The young Gayle Hazelwood was exactly the type of person the parks are hoping to reach with their appropriately named Urban Agenda. “Until I was 20, I didn’t know national parks existed,” she told me. Then she happened to get a summer job at Cuyahoga Valley National Park, amid the rolling hills just outside Cleveland, and learned what she was missing. Hazelwood was so bowled over by the park and the family-like welcome she received from the staff that she decided to stay put. She’s now a deputy regional director for the park service and has dedicated herself to making sure everyone gets a chance to spend part of their childhoods playing in the parks.

Early in Hazelwood’s career, she partnered with two local low-income housing agencies to introduce kids to Cuyahoga Valley. She set up a three-part class in the city for children to learn about the park and outdoor safety. Kids who attended all three sessions earned an overnight camping trip. Hazelwood said programs like these are bringing a new, diverse generation of kids into the parks.

“It really is rewarding,” Hazelwood said. “You see these kids’ eyes light up, you see that sense of wonder, you see them get to experience that welcoming, family feeling of the national parks.”

Efforts like these are expanding the appeal of national parks, said Rue Mapp, founder and CEO of Outdoor Afro, a nonprofit that — if you can’t tell from the name — gets African Americans into the outdoors. “I think that the national parks are headed in the right direction. This is really an opportunity for them to double down and become more reflective of America.”

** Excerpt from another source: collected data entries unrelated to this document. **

PR #417, opened 2022-09-07
windows: added the buildspec for creating Windows image manifests

rawahars:
## Summary
Windows images would have the following manifests-
- <AWS_FOR_FLB_VERSION>-windowsservercore
- windowsservercore-latest
- windowsservercore-stable

This change adds the buildspec which would be used in a CodeBuild project to generate the manifests for Windows images.

## Description of changes:
added the buildspec to generate manifests for Windows images

---

### DIFF
--- a/buildspec_windows_create_manifest.yml
+++ b/buildspec_windows_create_manifest.yml
@@ -1,0 +1,53 @@
+version: 0.2
+
+phases:
+  install:
+    commands:
+      - echo "Creating manifest for aws-for-fluent-bit Windows image"
+      - yum update -y && yum upgrade -y
+      - yum install jq -y
+  build:
+    commands:
+      - |
+        export DOCKER_CLI_EXPERIMENTAL=enabled
+        declare -A os_releases=( ["windows2019"]="ltsc2019" ["windows2022"]="ltsc2022")
+        
+        # Push the image to ECR with corresponding architecture as the tag.
+        aws ecr get-login-password --region ${AWS_REGION}| docker login --username AWS --password-stdin ${AWS_ACCOUNT}.dkr.ecr.${AWS_REGION}.amazonaws.com
+        
+        # Find the applicable windows versions.
+        cd $CODEBUILD_SRC_DIR
+        versions=$(cat windows.versions | jq -c -r '.windows[].version')
+        latest_version=""
+        
+        # Create and push the image manifests.
+        while read -r version; do
+          if [[ "$latest_version" < "$version" ]]; then
+            latest_version=$version
+          fi
+          
+          docker manifest create ${AWS_ACCOUNT}.dkr.ecr.${AWS_REGION}.amazonaws.com/amazon/aws-for-fluent-bit-windows:${version}-windowsservercore \
+          ${AWS_ACCOUNT}.dkr.ecr.${AWS_REGION}.amazonaws.com/amazon/aws-for-fluent-bit-windows:${version}-${os_releases[windows2019]} \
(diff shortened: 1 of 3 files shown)


buildspec_windows_create_manifest.yml
```diff
@@ -0,0 +1,53 @@
...
+        # Push the image to ECR with corresponding architecture as the tag.
+        aws ecr get-login-password --region ${AWS_REGION}| docker login --username AWS --password-stdin ${AWS_ACCOUNT}.dkr.ecr.${AWS_REGION}.amazonaws.com
+        
+        # Find the applicable windows versions.
+        cd $CODEBUILD_SRC_DIR
+        versions=$(cat windows.versions | jq -c -r '.windows[].version')
+        latest_version=""
+        
+        # Create and push the image manifests.
+        while read -r version; do
```
PettitWesley, line 24: should this be `versions`?

PettitWesley (approved):

buildspec_windows_create_manifest.yml
rawahars: These would be the versions defined in `windows.versions` file. The same would have been built in prior stages.

PettitWesley: Cool but the variable that the file is read into above is called `versions` if I am reading this correctly

rawahars: So we will feed all the versions to the loop and in each iteration, we would be reading one version in the variable `version`.

Basically, `versions` would be something like below-
```
2.26.1
2.26.2
```

`read -r version` would read each line in `$version` on each iteration.

rawahars:
Rebased against the latest `aws/windows` branch.

buildspec_windows_create_manifest.yml
```diff
@@ -0,0 +1,53 @@
...
+        
+          # Sanity check the manifest.
+          docker manifest inspect ${AWS_ACCOUNT}.dkr.ecr.${AWS_REGION}.amazonaws.com/amazon/aws-for-fluent-bit-windows:${version}-windowsservercore
+          
+          # Push manifest to ECR.
+          docker manifest push ${AWS_ACCOUNT}.dkr.ecr.${AWS_REGION}.amazonaws.com/amazon/aws-for-fluent-bit-windows:${version}-windowsservercore
+        done <<< "$(echo "$versions")"
+        
+        # Create and push manifest for latest image.
+        docker manifest create ${AWS_ACCOUNT}.dkr.ecr.${AWS_REGION}.amazonaws.com/amazon/aws-for-fluent-bit-windows:windowsservercore-latest \
```
arun-annamalai, line 41: Where do the environment variables such as AWS_ACCOUNT, AWS_REGION get propagated from? The code pipeline upstream or just inherently in the code build project

PettitWesley (approved):

buildspec_windows_create_manifest.yml
rawahars: So these would be pumped in during the infra creation. 
When we would create the CodeBuild projects then these would be either set as environment variables.

integ/run-integ.ps1
```diff
@@ -250,7 +250,7 @@ Function Clean-Test {
     )
 
     # Run "docker-compose down" once the tests have been ran.
-    docker-compose --file $DockerComposeFilePath --profile $CoreProfile --profile $TestProfile down -v --rmi all --remove-orphans
```
jterry75, line 253: Why skip cleanup?

rawahars: Well it was causing some weird errors during the test run wherein few image layers were cleaned up during first test say for `cloudwatch` and then during second test for `cloudwatch_logs`, cleanup+test fails saying that the layers cannot be found.

jterry75 (approved):

PR #430, opened 2022-09-26
windows: OS release specific integration test stacks and configurable repository name in scripts

rawahars:
## Summary

- Currently, a single stack was created for both Windows Server 2019 and Windows Server 2022 OS platforms. This leads to a dependency while running integration tests.
We can run parallel tests for WS2019 and WS2022 if we create different stacks for each OS platform. This change adds the same support.

- Currently, we had hardcoded the repository name where the images and manifests would be pushed to. This leads us to have a dependency on the name of the resources. Instead, we are making the same configurable via a parameter which can be set based on the resource which was created.

## Implementation changes
The scripts already pushed as part of earlier PRs are modified.

## Testing
The code was tested end to end using the branch - https://github.com/rawahars/aws-for-fluent-bit/tree/windows-integ

---

Signed-off: Harsh Rawat <rawahars@amazon.com>


jterry75 (approved):

scripts/create_windows_manifest.sh
```diff
@@ -0,0 +1,58 @@
...
+  docker manifest create ${AWS_ACCOUNT}.dkr.ecr.${AWS_REGION}.amazonaws.com/${REPOSITORY}:${version}-windowsservercore \
+  ${AWS_ACCOUNT}.dkr.ecr.${AWS_REGION}.amazonaws.com/${REPOSITORY}:${version}-${os_releases[windows2019]} \
+  ${AWS_ACCOUNT}.dkr.ecr.${AWS_REGION}.amazonaws.com/${REPOSITORY}:${version}-${os_releases[windows2022]}
+
+  # Sanity check the manifest.
+  docker manifest inspect ${AWS_ACCOUNT}.dkr.ecr.${AWS_REGION}.amazonaws.com/${REPOSITORY}:${version}-windowsservercore
+
+  # Push manifest to ECR.
+  docker manifest push ${AWS_ACCOUNT}.dkr.ecr.${AWS_REGION}.amazonaws.com/${REPOSITORY}:${version}-windowsservercore
+done <<< "$(echo "$versions")"
```
PettitWesley, line 43: why this?

rawahars: So while loop in bash is executed inside a subshell. Therefore, any values calculated inside cannot be accessed outside the loop.
To overcome the same, we are using Process Substitution.
Reference: http://mywiki.wooledge.org/BashFAQ/024

PR #443, opened 2022-10-17
Windows: Updated the create manifest script to support multiple registries

rawahars:
## Summary
Presently, we are publishing the manifest of images to `regional ECR`, `Public ECR`, and `DockerHub`. Additionally, we also have a workflow to sync stable image in each region, wherein we create the manifest for the stable image.

Therefore, in this change, we are-
- Creating a common script which has common methods across various Windows scripts which we would be using in the release infrastructure.
    - Methods to set the required variables such as `All supported versions`, `Latest version`, `Stable version`, etc.
    - Method to check if the image manifest for Windows exists in a region.
    - Method to check if the two manifests are same.
- Refactor the existing create manifest script to use multiple registries.
- Changed the CMD in Windows dockerfile to exec format.
- Created a new file for Windows stable version.
- Updated versions in windows.version

## Testing
These scripts have been tested as part of an automated end to end workflow.


scripts/common_windows.sh
```diff
@@ -0,0 +1,130 @@
...
+# language governing permissions and limitations under the License.
+
+set -uo pipefail
+
+#############################################################################################################
+# Helper methods to set the required variables.
+#############################################################################################################
+# Constant
+# Number of presently supported OS versions.
+SUPPORTED_WINDOWS_OS_RELEASES_NUMBER=2
```
jterry75, line 22: What does this mean?

scripts/common_windows.sh
```diff
@@ -0,0 +1,130 @@
...
+    if [[ "$AWS_FOR_FLUENT_BIT_LATEST_VERSION" < "$version" ]]; then
+      AWS_FOR_FLUENT_BIT_LATEST_VERSION=$version
+    fi
+  done <<< "$(echo "$ALL_AWS_FOR_FLUENT_BIT_VERSIONS")"
+}
+
+# Sets AWS_FOR_FLUENT_BIT_VERSION_DOCKERHUB variable with the latest version available in dockerhub.
+set_dockerhub_version() {
+  # Find the dockerhub version.
+  docker_hub_image_tags=$(curl -s -S 'https://registry.hub.docker.com/v2/repositories/amazon/aws-for-fluent-bit/tags/?page=1&page_size=250' | jq -r '.results[].name')
```
jterry75, line 49: When we push to dockerhub are they full layers or are they foreign layers?

scripts/common_windows.sh
```diff
@@ -0,0 +1,130 @@
...
+  if [ "${first_manifest}" = 1 ]; then
+    echo "No manifest found for ${first_manifest_image}"
+    return 1
+  elif [ "${second_manifest}" = 1 ]; then
+    echo "No manifest found for ${second_manifest_image}"
+    return 1
+  fi
+
+  # Obtain the digest entries from the manifest.
+  first_manifest_digests=$(echo "${first_manifest}" | jq -r '.manifests[].digest' | sort)
```
jterry75, line 111: This wont work on a manifest list right?

scripts/common_windows.sh
rawahars: So this is essentially the count of number of supported Windows releases. Right now it is 2 i.e. Windows Server 2019 and Windows Server 2022.

In `check_image_manifest_exists` method, we check if the image manifest for the given version does exist in the target registry and the number of digests is equal to this number i.e. 2.

scripts/common_windows.sh
rawahars: So this method does compare manifest lists. `$(echo "${first_manifest}" | jq -r '.manifests[].digest' | sort)` returns a list of digests which we compare for both the images.

scripts/common_windows.sh
rawahars: So as discussed offline, currently we are pushing full layers to dockerhub.

jterry75 (approved):

PettitWesley (approved):

PR #446, opened 2022-10-17
Windows: added the scripts for publishing and verifying SSM Parameters

rawahars:
## Summary
For AWS-for-fluent-bit images, we publish SSM Parameters in each regional store. The normal CodePipeline runs in the leader region of standard partition. As part of that workflow, we publish the SSM Parameters based on new images for each of the classic region in standard partition.

As part of sync-task workflow, we publish the SSM Parameter in each opt-in region as well as China and Gov cloud partition. This sync is based on the updated images in Public ECR repository.

As part of this change, we are adding the following-
- Script to publish and sync SSM parameter in each region
- Script to verify the SSM parameter in each region
- Buildspecs used by CodeBuild projects

## Testing
These scripts have been tested as part of an automated end to end workflow.

### DIFF
--- a/buildspec_windows_verify_ssm_parameters.yml
+++ b/buildspec_windows_verify_ssm_parameters.yml
@@ -1,0 +1,16 @@
+version: 0.2
+
+phases:
+  install:
+    runtime-versions:
+      python: 3.x
+    commands:
+      - echo "Verifies the SSM parameters for Windows"
+      - yum update -y && yum upgrade -y
+      - yum install jq -y
+  build:
+    commands:
+      # Validates that the SSM parameters are published as required.
+      # The required variables would be passed on via CodeBuild Environment variables.
+      - cd ./scripts
+      - './verify_windows_ssm_parameters.sh'
--- a/scripts/publish_windows_ssm_parameter.sh
+++ b/scripts/publish_windows_ssm_parameter.sh
@@ -1,0 +1,201 @@
+#!/bin/bash
+# Copyright 2019 Amazon.com, Inc. or its affiliates. All Rights Reserved.
+#
+# Licensed under the Apache License, Version 2.0 (the "License"). You
+# may not use this file except in compliance with the License. A copy of
+# the License is located at
+#
+# 	http://aws.amazon.com/apache2.0/
+#
+# or in the "license" file accompanying this file. This file is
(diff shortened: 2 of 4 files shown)


scripts/publish_windows_ssm_parameter.sh
```diff
@@ -0,0 +1,201 @@
...
+# PUBLIC_REGISTRY_ALIAS -> Used when syncing the SSM params.
+# PUBLIC_REPOSITORY -> Public repository which is used for the image sync.
+#############################################################################################################
+
+#############################################################################################################
+# Helper methods to publish the SSM Parameter.
+#############################################################################################################
+
+# This method publishes the SSM parameter for a given tag if the same is not present or obsolete.
+publish_ssm_param_if_obsolete() {
```
PettitWesley, line 32: nit: I feel like obsolete is not the best word here... missing, not present, or backfill are words that to me more clearly fit here

buildspec_windows_verify_ssm_parameters.yml
```diff
@@ -0,0 +1,16 @@
...
+    commands:
+      - echo "Verifies the SSM parameters for Windows"
+      - yum update -y && yum upgrade -y
+      - yum install jq -y
+  build:
+    commands:
+      # Validates that the SSM parameters are published as required.
+      # The required variables would be passed on via CodeBuild Environment variables.
+      - cd ./scripts
+      - './verify_windows_ssm_parameters.sh'
```
PettitWesley, line 16: why separate buildspecs and projects for publishing and verifying?

rawahars: So for the `Build-Images` phase of our pipeline, we did need separate build projects (One for build and one for manifest creation) and consequently, the verify phase was separated. In short, we have the following-
- Build images stage
- Build manifest stage
- Verify image stage

Same goes for `Publish Images` phase as well since we need to create Windows instances to pull and push the images.

To ensure that we had similar semantics across the pipeline, I created SSM stage in two parts as well-
- Publish SSM Parameters
- Verify SSM Parameters

jterry75 (approved):

scripts/publish_windows_ssm_parameter.sh
rawahars: Addressed this comment in the latest revision

PettitWesley (approved):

In many ways, the National Park Service is a custodian of the way the country thinks about nature. I don’t know about you, but for me “nature” means Yosemite or the Grand Canyon — beautiful landscapes without many people. If there are visitors, they should be tiptoeing through, doing their best to leave no trace of their passing.

But this vision of nature has major problems. As the journalist Emma Marris puts it in this TED talk, by sticking to this definition, “We are stealing nature from our children.”

That is, when we define nature as pristine and distant, we are bound to make it difficult for most kids to experience it. Hew too closely to the ideal of an unsullied Eden and we’ll miss all the cool stuff that’s scurrying, fluttering, and growing close at hand.

I happen to have just written a book about urban nature, and I was astounded by how much I’d been missing. This effort to bring national parks to cities could help change the way we think about nature for everybody’s benefit. Instead of thinking that it’s beautiful and fragile, we might begin to think of nature as what surrounds us, what we live in. Sometimes, it’s the stuff we have to manipulate in order to survive. That’s a much more realistic framing.

So this campaign to make the parks more inclusive has the potential to be much more than a feel-good outreach effort. If everyone in the next generation grows up with access to to dirt trails, green fields, and wetlands pulsing with life, then maybe they will have a shot at figuring out how to live with nature on a planetary scale. That’s a legacy worth pursuing.